*** Opening of GIVEN DATA ***

PR #7797, opened 2020-02-25
change AHT1X support from initial to full

device111:
- both sensor address where supported
- dual operation support
- timing optimized
- supported commands added

## Description:

## Checklist:


arendst:
Pls revisit the code changes I made to integrate it in the tasmota i2c environment

Fix the use of global temperature and humidity

Fix the use of system provided celsius/fahrenheit

Remove unneeded warnings valid for all i2c drivers when more than one is in the compile set as is the case in tasmota-sensors.

arendst:
Pls revisit the code changes I made to integrate it in the tasmota i2c environment and supporting both global temperature / humidity and celsius/fahrenheit

tasmota/xsns_63_aht1x.ino
```diff
@@ -22,137 +22,160 @@
...
-      WSContentSend_PD(HTTP_SNS_HUM, AHT10.name, humidity);
-#endif // USE_WEBSERVER
+  for (uint8_t i = 0; i < aht1x_count; i++)
+  {
+     float tem,hum;
+     if (AHT1XRead(aht1x_sensors[i].address, tem, hum))
+     {
+       float aht_temp = ConvertTemp(tem);
+       float aht_hum = ConvertPressure(hum);
+
```
arendst: Almost there but ConvertPressure should be ConvertHumidity.

Why don't you do it during AHT1XRead as I did. That way global info is updated every 2 seconds independant of when data is presented.

device111:
uuups...sorry. Shame on me...I've don't have seen the pressure function. I'm blinded...:-)

tasmota/xsns_63_aht1x.ino
device111: ok, i rechange code complete to read the sensor every Second and only show the values if there are needed.
Thanks!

*** Close of GIVEN DATA ***

● **TASK PROMPT**: Give back the opening line of the records above and every line after it, up to and including the one with "Fix the use of system", unchanged.

● **FINISHED EXERCISE**:
PR #7797, opened 2020-02-25
change AHT1X support from initial to full

device111:
- both sensor address where supported
- dual operation support
- timing optimized
- supported commands added

## Description:

## Checklist:


arendst:
Pls revisit the code changes I made to integrate it in the tasmota i2c environment

Fix the use of global temperature and humidity

Fix the use of system provided celsius/fahrenheit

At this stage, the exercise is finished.